You mention SCM......man does that bring back mammories.....
My father bought the very first small automated billing machine, it was a great fore runner of today's computers stuff.....
it had a SCM vertion of the IBM electric typewriter on it, and a reader for paper tape with holes in it...about a inch wide....then a paper puncher that would MAKE the tape....
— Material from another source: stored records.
PR #4757, opened 2018-07-19
Cleos Tab auto completion support

rlaace423:
For me, the most inconvenient thing about using cleos was the lack of command auto-complete feature.

So, I added cleos auto completion feature at build script. To do that, I also added submodule inside "externals" directory.

autocompletion

If this is not the right position or you need a fork, you can do as you please.

Original repo is here : 
cleos-auto-completion (https://github.com/hexlant/cleos-auto-completion)


heifner:
Thanks for your contribution. At this time I don't see us including this into the main eos repo.

PR #4794, opened 2018-07-23
fix missing exception

Vasiliy-Bondarenko:


heifner:
See #5026 as the sql_plugin is being moved to its own repo.

Issue #4037, opened 2018-06-11
cleos/keosd enhancements to catch common user errors with updating permissions


arhag:
There are several ways one can lock themselves out of their own account. One user (#4033) unfortunately came across one of these ways. In that particular case, it is obvious that no reasonable user would have ever intended for that permission update to occur. So ideally cleos (or any other wallet app) should have detected it and rejected. In fact these class of mistakes can even be detected and rejected by producer / API nodes that are running the appropriate plugin.

However, there is a legitimate need for users to be able to intentionally lock themselves out of their account. One example is deploying an immutable smart contract. Cleos should still support a few standard ways to lock out access of an account; although it should print a warning message and ask for confirmation again from the user.

Then there are nearly limitless ways that a user can lock themselves out of their account that may be perfectly legitimate actions but that the wallet app cannot tell if it is legitimate or a user mistake. The simplest example of this class of mistakes is changing an owner key to a public key that the user does not have the private key for.

One way to help the user catch mistakes is for cleos to warn and require confirmation from the user when modifying a permission to something that keosd cannot satisfy. But it should not disallow the change entirely because there are legitimate use cases for such actions, for example:
 * Transferring ownership of the account to another user.
 * Transitioning from a single owner key to a 2-of-3 multisig where each wallet only has one of the keys. (In this case you aren't actually locked out if you have access to at least two of the three keys, but from the perspective of a cleos/keosd which only has access to one of the keys it cannot possibly know this at the time it is signing the transaction to change the owner permission.)

ValeryDubrava:
Sometimes such cases is not mistake. E.g. we want to do locked account for smart contracts, which cannot change code or get funds and so on. So, if you are going to add the protection, please, add a flag like --force or --unprotect also to disable protection.

wanderingbort:
@snstrand please take a look at this issue in a few stages:

1 . Determine classes of "bad" permissions.  Producing guidance on these outside of code is valuable.  For instance,
  * . #4033 had a user that set authorities such that a permission was only self-satisfiable (and therefore never satisfiable).  This could be broadened to a class of authorities which have critical cycles.  
  * There are probably other classifications that are detectable

2 . Determine a plan for addressing some/all of these classes in our tooling (cleos) that we can discuss within the team.

3 . Implement / Create tests.

wanderingbort:
[...]

Issue #4307, opened 2018-06-24
mac os 10.13.4 build failed with this issues. please help me!


theshdf:
when i exc ./eosio_build.sh.  issues  as  follow:
---
-- Using custom FindBoost.cmake
-- Boost version: 1.67.0
-- Found the following Boost libraries:
--   thread
--   date_time
--   filesystem
--   system
--   program_options
--   signals
--   serialization
--   chrono
--   unit_test_framework
--   context
--   locale
--   iostreams
-- Configuring EOSIO on OS X
-- binaryen building with -std=c++11
-- binaryen building for platform x86-64
-- binaryen building with -Wall
-- binaryen building with -Werror
-- binaryen building with -Wextra
-- binaryen building with -Wno-unused-parameter
-- binaryen building with -fno-omit-frame-pointer
-- binaryen building with -fPIC
-- binaryen building with -O2
-- binaryen building with -UNDEBUG
-- Using 'SYS' as CORE symbol name
-- Using 'EOS6MRyAjQq8ud7hVNYcfnVPJqcVpscN5So8BhtHuGYqET5GDW5CV' as public key for 'eosio' account
-- Using WASM clang => /usr/local/wasm/bin/clang
-- Using WASM llc => /usr/local/wasm/bin/llc
-- Using WASM llvm-link => /usr/local/wasm/bin/llvm-link
-- Found Secp256k1: /usr/local/lib/libsecp256k1.a
-- Configuring fc to build on Unix/Apple
-- zlib found
-- Configuring Builtins
CMake Error at libraries/CMakeLists.txt:3 (add_subdirectory):
  The source directory

    /Users/zcm/eos/libraries/softfloat

  does not contain a CMakeLists.txt file.

-- Using custom FindBoost.cmake
-- Boost version: 1.67.0
-- Found the following Boost libraries:
--   thread
--   date_time
--   filesystem
--   system
--   chrono
--   unit_test_framework
--   locale
-- Configuring ChainBase on OS X
CMake Error at libraries/wasm-jit/Source/Runtime/CMakeLists.txt:26 (find_package):
  Could not find a package configuration file provided by "LLVM" (requested
  version 4.0) with any of the following names:

    LLVMConfig.cmake
    llvm-config.cmake

  Add the installation prefix of "LLVM" to CMAKE_PREFIX_PATH or set
  "LLVM_DIR" to a directory containing one of the above files.  If "LLVM"
  provides a separate development package or SDK, be sure it has been
  installed.

[...]

PR #4807, opened 2018-07-23
4037 prevent user lock the account out by setting invalid permission

taokayan:
#4037


heifner:
See comments in #4307

Issue #4554, opened 2018-07-09
Allow writing sensitive data to a file instead of stdout


wanderingbort:
related to #3452

`cleos wallet create ...` and `cleos create key` should allow for the outputs to be written to a file instead of stdout.  This will prevent sensitive information from ending up in a logged console sessions logging.

heifner:
Resolved by #4818

PR #4818, opened 2018-07-23
Password and keys to file instead of console

brianjohnson5972:
#4554
Changed "wallet create" and "create key" to take a "--file" parameter to pass a filename to write to or else to require "--to-console" to be passed to explicitly indicate sensitive information should be displayed on the console.


brianjohnson5972:
messed up branch again

PR #4837, opened 2018-07-24
Snapshot plugin

elmato:
This PR adds a new plugin that allows to take a snapshot of the blockchain state at a determined block.
The snapshot is taken and saved after the specified block is applied.

The generated snapshot contains:

- The chain id
- The genesis state
- The block_header_state object
- All accounts (with permissions)
- All the tables


heifner:
Superseded by #5956

PR #4844, opened 2018-07-24
installation changes

larryk85:
Added an install and uninstall script and a eosio.version.hpp.  In addition to these, this PR also adds some generated cmake files to be used by external projects like eosio.contracts to resolve dependencies more easily.  This also allows for an external project to build against an uninstalled eos.


lazaridiscom:
@larryk85 , does this fix the issue mention in https://github.com/EOSIO/eos/issues/4883#issuecomment-408205732 by @jgiszczak ?

larryk85:
@lazaridiscom and @jgiszczak yes this does fix that issue.

eosio_build.sh
```diff
@@ -52,7 +52,7 @@
 	DISK_MIN=20
 	DOXYGEN=false
 	ENABLE_COVERAGE_TESTING=false
-	CORE_SYMBOL_NAME="SYS"
+	CORE_SYMBOL_NAME="EOS"
```
heifner: Looks like this was changed by mistake.

larryk85: Didn't mean to push this here, reverting.

PR #4870, opened 2018-07-26
Enable multi-threading when building boost libraries

baegjae:
When I ran eosio_build.sh, it takes too long time.
The cause was that only one thread is used when building the boost libraries.
I modified the script to use multiple threads.
Our time is precious :)

### DIFF
--- a/scripts/eosio_build_amazon.sh
+++ b/scripts/eosio_build_amazon.sh
@@ -277,7 +277,7 @@
 			printf "\\n\\tExiting now.\\n"
 			exit 1
 		fi
-		if ! "${TEMP_DIR}"/boost_1_67_0/b2 install
+		if ! "${TEMP_DIR}"/boost_1_67_0/b2 -j"${CPU_CORE}" install
 		then
 			printf "\\n\\tInstallation of boost libraries failed. 1\\n"
 			printf "\\n\\tExiting now.\\n"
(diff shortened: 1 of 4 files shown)


heifner:
@jgiszczak What are your thoughts on this? Do you think it will cause more support requests than it is worth? Also it should be `JOBS` not `CPU_CORE`, I assume.

lazaridiscom:
@heifner, `CPU_CORE` is used already within the build-scripts, so I see no reason to not use it with boost, too.

baegjae:
@lazaridiscom, Thank you for your comment. When building the MongoDB driver,  `CPU_CORE` was used as an argument within the build-scripts. Likewise, I thought `CPU_CORE` should be used when building the boost libraries.

heifner:
See #4920. I think we should pass jobs # to the build script defaulted to 1. That would help with the build problems where people don't have enough ram. Let the user indicate how many cores they want to throw at it.

lazaridiscom:
@heifner , I understand, but the issues need to be decoupled:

it was used for automated billing in Dad's office for the monthly statements for the Suburban Maryland Builders Association....
which had about 500 companies in it, and then each company had people employed, which would come and go from month to month....in order for the owners who were typically older, to get decent group hospitalization rates for themselves and the family, they were required to cover a lot of the costs of their usually younger employees, and the employees typically but not always had to pay their family coverage through payroll deductions....
Very standard coverage even today for most/many companies....
Well this machine was used in playback from previous month's billings, the manilla file pulled from the cabinet, tape played, while the 3 page tractor feed billing sheets went into the automated typewriter......Dorothy would set in that room with the door closed, but did not mind as she was hard of hearing anyway, so the machine read the tape, and typed the document at super high speed....about 150 WPM.....anyway, the carriage slammed back and forth with authority.....whole thing mounted on a desk with metal legs the whole desk swayed with the motion....so when it came time for changes, Dorothy would stop the billing skip the tape over deletes, and add in new information as required....this of course all stored on the 'new tape' which was then updated the next month as required.....coming of course from the above mentioned puncher.....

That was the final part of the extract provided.